PR #369, opened 2025-03-10
feat: allow limiting workflows by taxonomy id (#356)

### LINKED ISSUE #356: Update workflow schema to support matching on organism
Add approch from parent ticket #355 

From #355: 

"As for how to map them in the schema, I'd like to be able to pick an arbitrary ncbi tax Id and let its children use the workflow too. I'm not convinced we need the root node toggle thing, provided everything won't break if I pass a tax id for a genus or some other non-organism thing. (Note: the arbitrary tax ids in this context seem an important thing to qc via an automated script and report)"

#### Approach

1. Add a field to the schema "tax_id" with a description and adjust he validations accordingly. The id can be at any level. e.g. kingdom, phylum, class, order.." 
2. On the organisms page, we will check that any organism-specific restriction on a workflow matches the given organism or any of its ancestors. 
3. Update the workflow matching on the assembly detail page to match a specific organism and descendants.

hunterckx:
Closes #356

A workflow can be limited to a certain taxon by specifying a taxonomy ID for the `taxonomy_id` field, e.g.:
```yaml
- trs_id: "foo"
  categories:
    - "TRANSCRIPTOMICS"
  workflow_name: "bar"
  workflow_description: "baz"
  ploidy: "ANY"
  taxonomy_id: 123
```


app/components/Entity/components/AnalysisMethodsCatalog/analysisMethodsCatalog.tsx
```diff
@@ -3,26 +3,23 @@ import workflows from "../../../../../catalog/output/workflows.json";
...
+  BRCDataCatalogGenome,
+  Workflow,
+} from "app/apis/catalog/brc-analytics-catalog/common/entities";
 
-export const AnalysisMethodsCatalog = ({
-  assemblyPloidies,
-  geneModelUrl,
-  genomeVersionAssemblyId,
-}: Props): JSX.Element => {
+export const AnalysisMethodsCatalog = ({ assembly }: Props): JSX.Element => {
```
hunterckx, line 11: This component now uses four properties from an assembly, so I've updated it to just take the assembly itself as a prop rather than taking the four properties separately

catalog/schema/generated/organisms.json
```diff
@@ -5,7 +5,7 @@
             "description": "Info for an organism.",
             "properties": {
                 "ploidy": {
-                    "description": "The organism's ploidy.",
+                    "description": "The ploidies that the organism may have.",
```
hunterckx, line 8: Apparently the files generated from the schema haven't been updated since this description was changed, so the change is showing up now

catalog/schema/scripts/gen-typescript.py
```diff
@@ -1,8 +1,10 @@
 import sys
 from linkml.generators.typescriptgen import TypescriptGenerator
 
+# The source for the base TypeScript generator can be found at https://github.com/linkml/linkml/blob/main/linkml/generators/typescriptgen.py
+
 """
-LinkML TypeScript generator extended to handle enums more correctly.
+LinkML TypeScript generator extended to handle enums and optional fields more correctly.
```
hunterckx, line 7: Apparently `null` is a valid value for optional fields, which was not reflected in the generated TypeScript, so I've updated the generator

hunterckx:
Thanks for the feedback @d-callan! I'll go ahead and merge this, but I've assigned myself #375 to update the descriptions to something more like your example

PR #372, opened 2025-03-10
chore: Remove issue number check from husky (#363)

### LINKED ISSUE #363: Can we please disable the extremely opinionated commit message checker
I don't want to be forced to reference an issue and remember numbers on every commit. I am aware of the `--no-verify` flag but then actually useful linting is being skipped.

dannon:
This closes #363.  It drops the issue number check, but leaves the commitlint validation.  If we want to follow up with a github workflow enforcing that PRs reference an issue, that's fine.

Also adds .venv to prettierignore.

### DIFF
--- a/.husky/commit-msg
+++ b/.husky/commit-msg
@@ -2,16 +2,6 @@
 
 echo "Checking commit message"
 
-# Check for issue number
-
-commit_regex='#[0-9]'
-error_msg="Aborting commit. Your commit message is missing a '#xxx' reference to a corresponding GitHub issue. Add '--no-verify' to your git commit command if you wish to skip this check."
-
-if ! grep -iqE "$commit_regex" "$1"; then
-    echo "$error_msg" >&2
-    exit 1
-fi
-
 # Check for Conventional Commits format
 
 npx commitlint --config ./commitlint.config.js --edit $1


dannon:
I could, but I don't think we should?

Each commit of a PR may be a different type, whether fix/enhancement, etc.,  so we should defer to individual PRs for that.  That's what someone's going to be looking at in git blame to see context, not a PR title.

And, for issue number, the body text of the PR is where we should reference an issue w/ a `closes <blah>` I think?  That's where github expects to find it (https://docs.github.com/en/issues/tracking-your-work-with-issues/using-issues/linking-a-pull-request-to-an-issue#linking-a-pull-request-to-an-issue-using-a-keyword), either in the PR description or a commit message itself.

NoopDog:
Hi @dannon the PR titles end up on the release notes. The commits are squashed when the PR is merged.  So... the PR title needs to indicate the type of change and what issue the PR is for. This would be the check that goes into the GitHub action. 

We are looking to be able to have releases with notes like:

image

NoopDog:
Oh and the PR title is used as the default title  for the merge commit. Thats why the PR title matters.

dannon:
Ahh, we squash.  I think that's unfortunate, but unless we're changing that too it makes sense to just decorate the PR title, that's fine.

NoopDog:
Awesome, thanks.

dannon:
Considering the release notes, though -- I do think they would also look cleaner and less confusing they were simply:

- add back all assemblies (#323)
- add filters for taxonomic ... (#301)

with only the PRs listed, not the issues and merge commits.  They simply aren't necessary and the PR contains all this information in the form anyone already on github reading the notes is going to want to consume.

hunterckx (approved):

PR #378, opened 2025-03-11
chore: replace HTML scraping with API calls (#346)

### LINKED ISSUE #346: Update gene model URL determination to use API instead of parsing HTML
#### Need
Remove HTML scraping from GTF workflow.

#### Approach
As per [this comment](https://github.com/galaxyproject/brc-analytics/issues/314#issuecomment-2695541156):

> use /list/files?genome=GCA_021951015.2 to find the GTF files at UCSC. For example, https://genome.ucsc.edu/list/files?genome=GCF_000002765.6.

mvdbeek:
Closes #346


catalog/build/intermediate/genomes-from-ncbi.tsv
```diff
@@ -1,773 +1,773 @@
...
-CBS 160.54	1279043	GCF_000365165.1	True	Scaffold		28991111	19.0	3197266.0	4.0	80.0x	54.5	Full annotation	GCA_000365165.2	Cladophialophora carrionii	86049	1,131567,2759,33154,4751,451864,4890,716545,147538,716546,147545,451870,34395,43219,82105,86049,1279043	Ascomycota	Eukaryota	Fungi	Ascomycota	Eurotiomycetes	Chaetothyriales	Herpotrichiellaceae	Cladophialophora	Cladophialophora carrionii	Cladophialophora carrionii CBS 160.54	https://genome.ucsc.edu/h/GCF_000365165.1	GCA_000365165.2	GCF_000365165.1	https://hgdownload.soe.ucsc.edu/hubs/GCF/000/365/165/GCF_000365165.1/genes/GCF_000365165.1_Clad_carr_CBS_160_54_V1.ncbiRefSeq.gtf.gz
-CBS 101466	1220924	GCF_000365145.1	True	Scaffold		28781303	19.0	2379673.0	5.0	132.0x	54.0	Full annotation	GCA_000365145.2	Cyphellophora europaea	293227	1,131567,2759,33154,4751,451864,4890,716545,147538,716546,147545,451870,34395,1341112,226991,293227,122
```
mvdbeek, line 2: The GTF urls didn't change. I don't know what's up with `Eukaryota` missing from the diff.

NoopDog: Thanks, will take a look!

hunterckx (changes requested):
Thanks @mvdbeek! A few small changes before we merge, please:
- On main, I've addressed the issue with disappearing superkingdoms -- if you rebase and re-run the script, those missing values should be fixed
- The version number in `catalog/build/py/package/setup.py` should be updated (I think this would qualify as a patch according to Semantic Versioning so just an update to `1.5.1`?)
- Because getting the gene model URLs can take some time, I think it would be good to give some feedback when it's happening -- not necessarily printing a line for every URL like before, but it might be handy to have something like a `print("Fetching gene model URLs")` at the beginning of the `add_gene_model_url` function

hunterckx (approved):
Looks good!

PR #387, opened 2025-03-13
feat: adding niaid biodefense viruses (#383)

### LINKED ISSUE #383: adding niaid biodefense pathogens: viruses
see parent issue for details

d-callan:
resolves #383 , though depends on the assemblies listed in the qc report as not in ucsc first finding their way there. im unsure the relative priority of that currently. ill leave as draft until that becomes more clear.

probably the list of assemblies could be improved or refined also. i suspect ive got more norovirus and friends than needed for ex. i can look at that (or anything else) again if wed like.

its also very likely there are ppl here w more educated opinions than myself about some of these organisms and things like which assemblies make sense for them etc. id be very happy for feedback in that regard.


d-callan:
we now have all of these in the brc hub at ucsc, thanks to hiram!

two things happened along the way:
1. i noticed some of these assemblies i tried to add were creating duplicate entries in the intermediate tsv file. i think it was once for genbank and once for refseq iirc. i think ive fixed that here.
2. i couldnt bear the gene model api thing any longer. it was taking 40+ mins and hiram had told me he had a file i could just pull down, so i did that instead. 

one note for the future. id like a stable url i can piont hiram at, that he can routinely/ automagically look to see if ive got new assemblies on the list for him. can we leave this branch after merge and reuse it, or what do we want to do otherwise to support this?

package.json
```diff
@@ -82,6 +82,7 @@
     "next-mdx-remote": "^4.2.0",
     "prettier": "^3.4.2",
     "prettier-plugin-organize-imports": "^4.1.0",
+    "ruff": "^1.5.4",
```
hunterckx, line 85: Looks like the NPM package `ruff` has been mistakenly installed? The changes to `package.json` and `package-lock.json` can likely be reverted

hunterckx (changes requested):

hunterckx (approved):
Cool, thanks @d-callan!

natefoo:
Indexes are built and available on usegalaxy.org and http://datacache.galaxyproject.org/brc/data/genomes/, with the exception of `GCA_001021295.1_ViralMultiSegProj286006`, which has a RefSeq ID (GCF_001021295.1) but is keyed at UCSC under the GenBank ID (GCA_001021295.1).

Issue #123, opened 2024-10-07
Change NCBI wording on "Roadmap" page


nekrut:
For the BRC Analytics "Our Plan" page, could you tweak the wording about Gene pages? How about:
“Work with NCBI on evolution of gene pages to contain information valuable for understanding the structure and function of genes from a wide range of eukaryotes including eukaryotic pathogens and vectors.”

We want to make it clear that our plan (at least for NCBI) is not to recapitulate the VEuPathDB pages, plus NCBI's goals are not specifically constrained to this set of organisms.

NoopDog:
Complete ! Thx

murphyte:
thanks!

PR #671, opened 2025-07-23
fix: don't run eslint on anything that's in .gitignore

mvdbeek:
## Description

running eslint takes some time on my setup, probably since it descends into node_modules and the venv.
with these changes it's a lot faster

## Related Issue

If this addresses an existing GitHub issue, link it here (e.g., "Closes #123"). If no existing issue exists, consider creating one first to discuss the changes.


dannon:
Thanks, I noticed this too but never got around to addressing it :)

◇ ◇ ◇

Nothing but a number should be given: how many lines of the material contain "galaxyproject".

→ Answer below
2